Google Apps SSO Integration
Adding Google Apps SSO to a Periscope Data account is done in two steps. First, create a custom app from the Google Admin console that points to Periscope Data. Second, configure Periscope Data to direct users to the custom app.
Adding a custom app in Google Apps
The administrator of the Google Apps account is required to set up a custom app for SSO in Google Apps. From the Google Apps admin console, select Apps and then "SAML apps."
Click the yellow plus icon in the lower right-hand corner to Enable SSO for a SAML application. And then click "Setup my own custom app."
Download the Certificate and copy the SSO URL and Entity ID fields
Enter Periscope Data for the Application Name.
Enter Periscope Data's Service Provider Details:
- ACS URL: https://app.periscopedata.com/auth/saml/callback
- Entity ID: https://www.periscopedata.com/sso
Leave Start URL and Signed Response empty.
Enter the First Name, Last Name, and Primary Email attribute mappings. The attributes must exactly match first_name, last_name, and email for Periscope to recognize them.
Click Finish. If everything goes well, the following success message will be displayed:
Finally, make sure that SSO is enabled for all users. Click the three dots next to the app and select ON for everyone or ON for some organizations.
It can take Google several minutes to activate the app. The administrator is recommended to wait at least five minutes before proceeding with entering the SSO Configuration in Periscope.
In Periscope Data, open the gear menu in the bottom left and open the Billing & Security menu. Only admins have access to these settings.
In the "Single Sign-On" section, select "Google Apps". Fill in the SSO URL fields as follows:
- SSO URL
- Issuer is Google App's Entity ID
- x.509 Certificate is Google App's X.509 certificate and should start with "BEGIN CERTIFICATE" and end with "END CERTIFICATE".
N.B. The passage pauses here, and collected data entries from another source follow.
Issue #560, opened 2022-06-22
sigs does not exist or cannot be accessed


mr-tz:
Basic install with pip and I get the following error:

```
OSError: signatures path .../envs/py37/lib/python3.7/site-packages/floss/../sigs does not exist or cannot be accessed
```

See same issue in capa at https://github.com/mandiant/capa/issues/682

rholloway:
👍  same issue. The standalone binaries have sigs functioning and no error but 2.0.0 on Pypi is missing sigs directory entirely in the package

PR #561, opened 2022-06-23
Moving sigs directory and add MANIFEST-file

3c7:
Potential fix for #560, hope i haven't overlooked any hardcoded `sigs` paths.

- Moved `sigs` to `floss` directory
- Addes MANIFEST.in file to include README, LICENSE and sigs


mr-tz:
Thanks for the solution idea. To make the tool easy to use it makes a lot of sense to include the signatures in the default installation. I'll investigate this more this week.

mr-tz:
Can we accomplish the same and leave `sigs` where it currently resides?

3c7:
I don't think so (but am not 100% sure - not super familiar with including non-source files in python modules). During installation, only the `floss` directory will be installed into the `site-packages` directory. While the other files and directories can be included in the distribution files, they will be skipped during installation.

mr-tz:
Thanks, that makes sense. We can move the directory.

mr-tz:
handled via #578

PR #566, opened 2022-07-02
Feature/large file support

PurplProto:


PurplProto:
Unintentional PR. Intended for my master branch.

Happy to PR just the commit 14c2a69 if it would be accepted though. It appears it wouldn't be from the issues I've read around the file size limitation though.

williballenthin:
Hey @PurplProto 

We'd be happy to accept a PR that adds the large file flag! Thanks for taking the time to write up the code (and all the related CI/CD work in your repo :-).

We have the limitation there because in most cases, most analysts probably don't want to analyze huge files. But with such a flag, the user can assert they know what they're doing and understand why processing might take a long time. If the flag would be useful to you, its probably useful to other people too, so lets merge it.

Want to open a PR?

floss/main.py
```diff
@@ -556,9 +565,12 @@ def main(argv=None) -> int:
...
     ):
-        if os.path.getsize(sample) > MAX_FILE_SIZE:
-            logger.error("cannot deobfuscate strings from files larger than 0x%x bytes", MAX_FILE_SIZE)
-            return -1
+        if sample_size > MAX_FILE_SIZE:
+            if not args.large_file:
+                logger.error("cannot deobfuscate strings from files larger than 0x%x bytes", MAX_FILE_SIZE)
+                return -1
+            else:
+                logger.warning("a large file was provided with a size of %i bytes, this may take much more time to process and require more system resource", sample_size)
```
williballenthin, line 573: i like this message that indicates "even though you provided the flag, remember this might take a while"

floss/main.py
```diff
@@ -142,6 +142,13 @@ def make_parser(argv):
         help="minimum string length",
     )
 
+    parser.add_argument(
+        "-L",
+        "--large-file",
+        action="store_true",
+        help="allow processing files larger than {} MB".format(int(MAX_FILE_SIZE / MEGABYTE))
```
mr-tz, line 149: nice, please also add `if show_all_options else argparse.SUPPRESS` here so this shows up under the "advanced" options via `-H`

PurplProto: Fixed in #568 🙂

floss/main.py
PurplProto: Opened PR #568 ! 😊

PR #578, opened 2022-08-16
Package signatures

### LINKED ISSUE #560: sigs does not exist or cannot be accessed

mr-tz:
closes #560
based on  #561


mr-tz:
@3c7 does this solution based on your PR work for you?

3c7:
It works! However, `python3 setup.py build` raises an error because `floss.sigs` is not registered as a package. This can be fixed through adding `floss.sigs` as a package

*setup.py*
```python
packages=setuptools.find_packages().append("floss.sigs"),
```

or adding an empty `__init__.py` file into `floss/sigs`.

I'm not sure, if this is relevant, as the installation via `pip install git+https://github.com/mr-tz/flare-floss@pkg/signatures` also works flawlessly.

mr-tz:
Hm, for me `python setup.py build` seems to include the files?

```
...
copying floss\sigs\1_flare_msvc_rtf_32_64.sig -> build\lib\floss\sigs
copying floss\sigs\2_flare_msvc_atlmfc_32_64.sig -> build\lib\floss\sigs
copying floss\sigs\3_flare_common_libs.sig -> build\lib\floss\sigs
...
```

3c7:
Don't you get the below warning?

```
    ############################
    # Package would be ignored #
    ############################
    Python recognizes 'floss.sigs' as an importable package,
    but it is not listed in the `packages` configuration of setuptools.

    'floss.sigs' has been automatically added to the distribution only
    because it may contain data files, but this behavior is likely to change
    in future versions of setuptools (and therefore is considered deprecated).
```

However, for now the package works as-is.

mr-tz:
I did get the warning after updating `setuptools`. Thank you. How about now?

3c7:
Yep, that did the trick. Working as expected now.

mr-tz:
Thank you very much. I'll create a new release.

PR #642, opened 2023-03-02
Update tests.yml

ggold7046:
Updated deprecated actions.


williballenthin:
```
Error: Unable to resolve action `actions/checkout@v4`, unable to find version `v4`
```

https://github.com/mandiant/flare-floss/actions/runs/4312858250/jobs/7523938321

PR #646, opened 2023-03-03
Added text to subheadings that specifies the heading they come under.

### LINKED ISSUE #621: output headings may be confusing
today FLOSS outputs headings like the following to separate its results:

```console
-------------------------------
| FLOSS STATIC STRINGS (8188) |
-------------------------------
------------------------------
| FLOSS ASCII STRINGS (7298) |
------------------------------
!This program cannot be run in DOS mode.
```

when I ran FLOSS, I was confused by a few things:

  1. "FLOSS ASCII strings" are not decode strings but static strings
  2. the second section is a subsection of the first section

I think we should rename the titles to clarify this relationship. Perhaps we can use something like:

```console
-------------------------------
| FLOSS STATIC STRINGS (8188) |
-------------------------------
--------------------------------------
| FLOSS STATIC STRINGS: ASCII (7298) |
--------------------------------------
!This program cannot be run in DOS mode.
...
----------------------------------------
| FLOSS STATIC STRINGS: UTF-16LE (...) |
----------------------------------------
...
```

Shackles404:
Currently the subheadings for static strings look like:
```
-------------------------------
| FLOSS STATIC STRINGS (8188) |
-------------------------------
------------------------------
| FLOSS ASCII STRINGS (7298) |
------------------------------
!This program cannot be run in DOS mode.
```

Changed them to:

```
-------------------------------
| FLOSS STATIC STRINGS (3119) |
-------------------------------
--------------------------------------
| FLOSS STATIC STRINGS: ASCII (3119) |
--------------------------------------
...
--------------------------------------
| FLOSS STATIC STRINGS: UTF-16LE (0) |
--------------------------------------
```

I wonder though, could we also use another table format for the subheadings to make them stand out from the headings? I tried looking around in tabulate but didn't feel like any format would appear "lighter" than the ones currently in use for headings.

resolves #621

### DIFF
--- a/floss/render/default.py
+++ b/floss/render/default.py
@@ -134,7 +134,7 @@ def render_staticstrings(strings, ostream, verbose, disable_headers):
         unicode_offset_len = len(f"{unicode_strings[-1].offset}")
     offset_len = max(ascii_offset_len, unicode_offset_len)
 
-    render_heading("FLOSS ASCII STRINGS", len(ascii_strings), ostream, disable_headers)
+    render_heading("FLOSS STATIC STRINGS: ASCII", len(ascii_strings), ostream, disable_headers)
     for s in ascii_strings:
         if verbose == Verbosity.DEFAULT:
             ostream.writeln(s.string)
@@ -142,7 +142,7 @@ def render_staticstrings(strings, ostream, verbose, disable_headers):
             ostream.writeln(f"0x{s.offset:>0{offset_len}x} {s.string}")
     ostream.writeln("")
 
-    render_heading("FLOSS UTF-16LE STRINGS", len(unicode_strings), ostream, disable_headers)
+    render_heading("FLOSS STATIC STRINGS: UTF-16LE", len(unicode_strings), ostream, disable_headers)
     for s in unicode_strings:
         if verbose == Verbosity.DEFAULT:
             ostream.writeln(s.string)
--- a/floss/render/default.py
+++ b/floss/render/default.py
@@ -206,7 +206,8 @@ def render_decoded_strings(decoded_strings: List[DecodedString], ostream, verbos
 
 def render_heading(heading, n, ostream, disable_headers):
     """
-    example:
+    example::
+
         ===========================
         ‖ FLOSS TIGHT STRINGS (0) ‖
         ===========================
--- a/floss/render/default.py
+++ b/floss/render/default.py
@@ -134,7 +134,7 @@ def render_staticstrings(strings, ostream, verbose, disable_headers):
         unicode_offset_len = len(f"{unicode_strings[-1].offset}")
     offset_len = max(ascii_offset_len, unicode_offset_len)
 
-    render_heading("FLOSS STATIC STRINGS: ASCII", len(ascii_strings), ostream, disable_headers)
+    render_sub_heading("FLOSS STATIC STRINGS: ASCII", len(ascii_strings), ostream, disable_headers)
     for s in ascii_strings:
         if verbose == Verbosity.DEFAULT:
             ostream.writeln(s.string)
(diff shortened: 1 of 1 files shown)


williballenthin:
> I wonder though, could we also use another table format for the subheadings to make them stand out from the headings? I tried looking around in tabulate but didn't feel like any format would appear "lighter" than the ones currently in use for headings.

Good question, I see what you mean. Thanks for raising the issue and considering it a bit.

First, if we have a design that fits our needs that isn't in tabulate, that's ok. Tabulate just happened to be convenient for the original code.

I suppose we could use `=` instead of `-` on the top level headings, like:

```
===============================
| FLOSS STATIC STRINGS (3119) |
===============================
--------------------------------------
| FLOSS STATIC STRINGS: ASCII (3119) |
--------------------------------------
...
--------------------------------------
| FLOSS STATIC STRINGS: UTF-16LE (0) |
--------------------------------------
```

This seems slightly "denser" and maybe stands out a little bit more?

And/or we could use color to highlight things. Here are some examples:

### highlight the key part of the title
image


### highlight major title, mute minor title
image


### use shades of highlight to suggest priority
image

I'm not super keen on this last one because there aren't always a lot of colors available on older terminals. Also, without seeing the colors side by side (like above) it might be difficult to notice which is darker or lighter. Finally, we should consider how the colors look on both light and dark modes, which may invert the meaning of this heading style? Anyways, its still a design we could consider.



note: I think using color might be nice, but we should avoid using color to convey critical information since some users may have theme conflicts or accessibility issues. I don't think this feature is "critical" so the advice doesn't apply here, but I do want to call this out as a reminder since we're discussing colors.


What do you think @Shackles404?

Shackles404:
Thank you for the feedback and suggestions @williballenthin! I do like the idea of using different ASCII art more than changing colors as the terminal can be of any color. For example we could do:
```
==============================
‖ FLOSS STATIC STRINGS (862) ‖
==============================
+-----------------------------------+
| FLOSS STATIC STRINGS: ASCII (862) |
+-----------------------------------+
...
+------------------------------------+
| FLOSS STATIC STRINGS: UTF-16LE (0) |
+------------------------------------+
```
or maybe even 
```
==============================
‖ FLOSS STATIC STRINGS (862) ‖
==============================
+---------------------+
| ASCII STRINGS (862) |
+---------------------+
...
+----------------------+
| UTF-16LE STRINGS (0) |
+----------------------+
```
as the ASCII art might be enough to convey that the ASCII and UTF strings are static strings.

mr-tz:
Nice, I like the second suggestion. May be in conflict with #621 though... @williballenthin?!

williballenthin:
personally i prefer the first suggestion because it makes clear where the string is coming from (FLOSS static strings). i have this minor hestitation that we're not really differentiating the output strings from the program output, so there's this long shot scenario that a user gets confused whether the output is from FLOSS or the target .exe. using the term "FLOSS ..." makes it extra explicit.

then again, this is a pretty remote chance, so maybe its not a worthwhile consideration.

williballenthin:
oh, also, i prefer the first one because its clear that this is from "static strings" not from "stack strings" or "decoded strings" or whatever. and i personally thing this is pretty important.

Shackles404:
I can see why the first one is better. Plus it could also help when the ASCII list is long (which it frequently is) and user has to scroll down way below the main heading before the UTF subheading. It is probably better than the second one on the grounds that there is no possibility of any confusion of the type of string. I'll just add the first one then.

floss/render/default.py
```diff
@@ -205,12 +205,26 @@ def render_decoded_strings(decoded_strings: List[DecodedString], ostream, verbos
 
 
 def render_heading(heading, n, ostream, disable_headers):
+    """
+        example:
+        ===========================
+        ‖ FLOSS TIGHT STRINGS (0) ‖
+        ===========================
```
williballenthin, line 212: thanks for including an example here, great!

floss/render/default.py
```diff
@@ -205,12 +205,26 @@ def render_decoded_strings(decoded_strings: List[DecodedString], ostream, verbos
 
 
 def render_heading(heading, n, ostream, disable_headers):
+    """
+        example:
```
williballenthin, line 209:
```suggestion
    example:
```

williballenthin (approved):

williballenthin:
thank you @Shackles404!

PR #648, opened 2023-03-06
sigpaths parameter datatype

Shackles404:
The sigpaths parameter in the load_vw function expects a string, but is passed a list.
Changed:
```
def load_vw(
    sample_path: str,
    format: str,
    sigpaths: str,
    should_save_workspace: bool = False,
) -> VivWorkspace:
```
to:
```
def load_vw(
    sample_path: str,
    format: str,
    sigpaths: list,
    should_save_workspace: bool = False,
) -> VivWorkspace:
```
The paths are loaded by the get_signatures function, which returns a list.

### DIFF
--- a/floss/main.py
+++ b/floss/main.py
@@ -361,7 +361,7 @@ class Architecture(str, Enum):
 def load_vw(
     sample_path: str,
     format: str,
-    sigpaths: str,
+    sigpaths: list,
     should_save_workspace: bool = False,
 ) -> VivWorkspace:
     if format not in ("sc32", "sc64"):
--- a/floss/main.py
+++ b/floss/main.py
@@ -361,7 +361,7 @@ class Architecture(str, Enum):
 def load_vw(
     sample_path: str,
     format: str,
-    sigpaths: list,
+    sigpaths: List[str],
     should_save_workspace: bool = False,
 ) -> VivWorkspace:
     if format not in ("sc32", "sc64"):


Shackles404:
Also an unrelated question, is the is_workspace_file() function used for something currently?
```
def is_workspace_file(sample_file_path):
    """
    Return if input file is a vivisect workspace, based on file extension
    :param sample_file_path:
    :return: True if file extension is .viv, False otherwise
    """
    if os.path.splitext(sample_file_path)[1] == ".viv":
        return True
    return False
```
Should I clean it up to
```
def is_workspace_file(sample_file_path):
    """
    Return if input file is a vivisect workspace, based on file extension
    :param sample_file_path:
    :return: True if file extension is .viv, False otherwise
    """
    return os.path.splitext(sample_file_path)[1] == ".viv":
```

mr-tz:
Good catch. `is_workspace_file` can be removed as it seems unused.

floss/main.py
```diff
@@ -361,7 +361,7 @@ class Architecture(str, Enum):
 def load_vw(
     sample_path: str,
     format: str,
-    sigpaths: str,
+    sigpaths: list,
```
williballenthin, line 364:
```suggestion
    sigpaths: List[str],
```

Shackles404: Thank you!

williballenthin:
thanks!

PR #1303, opened 2026-05-26
ci: add pinact workflow to verify pin hashes and versions

### LINKED ISSUE #1280: CI: Implement verification script for GitHub Action hashes and versions
### Problem
Recent submissions have introduced incorrect or non-existent GitHub Action versions and commit hashes in our workflows. Relying on manual review for 40-character hashes is error-prone and bypasses our security goal of using pinned, immutable references.

### Proposed Solution
Implement a verification script that programmatically validates all GitHub Action pins in `.github/workflows/`.

**Requirements:**
1. **Existence Check:** Verify that the 40-character commit hash actually exists in the remote repository.
2. **Version Consistency:** If a version tag is provided in a comment (e.g., `# v4.1.0`), verify that the hash corresponds to that specific tag.
3. **Automation:** The script should be runnable locally and as a blocking step in the PR pipeline.

### Draft Script Concept (Python)
A script using `git ls-remote` can efficiently check these constraints without cloning the remote repositories.

```python
#!/usr/bin/env python3
import re
import subprocess
import sys
from pathlib import Path

# Matches: uses: owner/repo@hash # version
ACTION_RE = re.compile(r'uses:\s+([\w\-/]+)@([a-f0-9]{40})(?:\s+#\s+(v[\d.]+))?')

def get_remote_refs(repo_path):
    url = f'https://github.com/{repo_path}.git'
    try:
        return subprocess.check_output(['git', 'ls-remote', '--tags', '--heads', url], stderr=subprocess.DEVNULL, text=True)
    except:
        return None

def verify_actions():
    workflow_dir = Path('.github/workflows')
    errors = []
    for workflow_file in workflow_dir.glob('*.yml'):
        content = workflow_file.read_text()
        for line_num, line in enumerate(content.splitlines(), 1):
            match = ACTION_RE.search(line)
            if not match: continue
            repo, commit_hash, version = match.groups()
            refs = get_remote_refs(repo)
            if refs is None or commit_hash not in refs:
                errors.append(f'{workflow_file.name}:{line_num}: Hash {commit_hash} not found in {repo}')
            elif version and not re.search(rf'{commit_hash}\s+refs/tags/{version}', refs):
                errors.append(f'{workflow_file.name}:{line_num}: Version {version} mismatch for {commit_hash}')
    if errors:
        for e in errors: print(f'[!] {e}')
        sys.exit(1)
    print('All actions verified.')

if __name__ == '__main__':
    verify_actions()
```

vee1e:
closes #1280 

The options I went through and finalized with reason @mr-tz 

- zizmor is overkill honestly, too many knobs we don't need just for a sha verifier
- pinact works and has a github action already, the `-verify` flag does exactly what the requirements demand.
- custom script is not needed and adds more tech debt

Bad action test: https://github.com/vee1e/flare-floss/pull/2

image

Good action test: https://github.com/vee1e/flare-floss/pull/3

image

Do let me know if the approach is correct or not and what to change

### DIFF
--- a/.github/workflows/verify-pins.yml
+++ b/.github/workflows/verify-pins.yml
@@ -1,4 +1,4 @@
-name: Verify Action Pins
+name: Verify GitHub Action Pins
 
 on:
   pull_request:
--- a/.github/workflows/verify-pins.yml
+++ b/.github/workflows/verify-pins.yml
@@ -15,6 +15,6 @@ jobs:
       - uses: suzuki-shunsuke/pinact-action@896d595f299e71d65b9d28349d6956abe144390a # v3.0.0
         with:
           verify: "true"
-          fix: "false"
+          fix: "true"
         env:
           GITHUB_TOKEN: ${{ secrets.GITHUB_TOKEN }}
--- a/.github/workflows/verify-pins.yml
+++ b/.github/workflows/verify-pins.yml
@@ -1,0 +1,20 @@
+name: Verify Action Pins
+
+on:
+  pull_request:
+    paths:
+      - ".github/workflows/**"
+
+jobs:
+  verify:
+    runs-on: ubuntu-latest
+    permissions:
+      contents: read
+    steps:
+      - uses: actions/checkout@b4ffde65f46336ab88eb53be808477a3936bae11 # v4.1.1
+      - uses: suzuki-shunsuke/pinact-action@896d595f299e71d65b9d28349d6956abe144390a # v3.0.0
+        with:
+          verify: "true"
+          fix: "false"
+        env:
+          GITHUB_TOKEN: ${{ secrets.GITHUB_TOKEN }}


vee1e:
already catching an existing issue in the workflows

should address this in a separate PR

image

williballenthin (approved):
🚀

mr-tz:
Thanks!

Should we use the fix option?

Can you address the issue as part of this PR or open a separate PR please?

vee1e:
> Should we use the fix option?

i lean to it yes.

> Can you address the issue as part of this PR or open a separate PR please?

I'll open a separate PR for it. I think this is in a mergeable state but would like a second pass.

.github/workflows/verify-pins.yml
```diff
@@ -0,0 +1,20 @@
...
+    permissions:
+      contents: read
+    steps:
+      - uses: actions/checkout@b4ffde65f46336ab88eb53be808477a3936bae11 # v4.1.1
+      - uses: suzuki-shunsuke/pinact-action@896d595f299e71d65b9d28349d6956abe144390a # v3.0.0
+        with:
+          verify: "true"
+          fix: "true"
+        env:
+          GITHUB_TOKEN: ${{ secrets.GITHUB_TOKEN }}
```
mr-tz, line 20: should we use the recommended access token etc. here? per https://github.com/suzuki-shunsuke/pinact-action#how-to-use

would fix then actually work? could you maybe test in your fork?

vee1e: yup, we need to make a github app for it but it works, see https://github.com/vee1e/flare-floss/pull/2 and the workflow on https://github.com/vee1e/flare-floss/actions/runs/26532388354/job/78152761610

can't be pinned errors are there as well but will have to be fixed manually if they ever arise

mr-tz: ok, let's not get into extra trouble with the app then, are we good to go here?

mr-tz: or did you set that up? :thinking:

vee1e: > ok, let's not get into extra trouble with the app then, are we good to go here?

yeah i reverted to the normal non-modifying workflow commit

> or did you set that up? 🤔

only on my fork

.github/workflows/verify-pins.yml
```diff
@@ -0,0 +1,20 @@
+name: Verify Action Pins
```
mr-tz:
```suggestion
name: Verify GitHub Action Pins
```

mr-tz (changes requested):
then good to go, thanks

vee1e:
done!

Finally, confirm the SSO settings change by typing "Logout".
With that complete, Google Apps can be used to login to Periscope.
If the current certificate expires, the account can no longer be accessed through SSO. Please reach out to email@example.com to request disabling the SSO. Once the SSO is disabled, it will be possible to log in through the general login page(not using SSO).
After that, the SSO could be enabled again on the Billing and Authentication page using the new certificate.